> Exercise: Find the lines below that contain the string "comment". Copy each one.

> Dataset entries:
PR #16786, opened 2022-01-05
tools: Fix comment for config.h check

martinpitt:
The current logic already requires all files to contain the include, as
the sed would exit zero if there is no `^#` at all. Update the comment
accordingly to avoid confusion.

### DIFF
--- a/tools/test-static-code
+++ b/tools/test-static-code
@@ -145,8 +145,7 @@ else
     fail=1
 fi
 
-# for every C file, if there is any line starting with '#', then the first one
-# must be exactly: #include "config.h"
+# every C file should #include "config.h" at the top
 if [ -e .git ]; then
     for f in $(git ls-tree --name-only -r --full-name HEAD | grep '\.c$'); do
         if sed -n '/^#include "config.h"$/ q1; /^\s*#/ q0' "$f"; then


tools/test-static-code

> Reply to the exercise:
tools: Fix comment for config.h check
the sed would exit zero if there is no `^#` at all. Update the comment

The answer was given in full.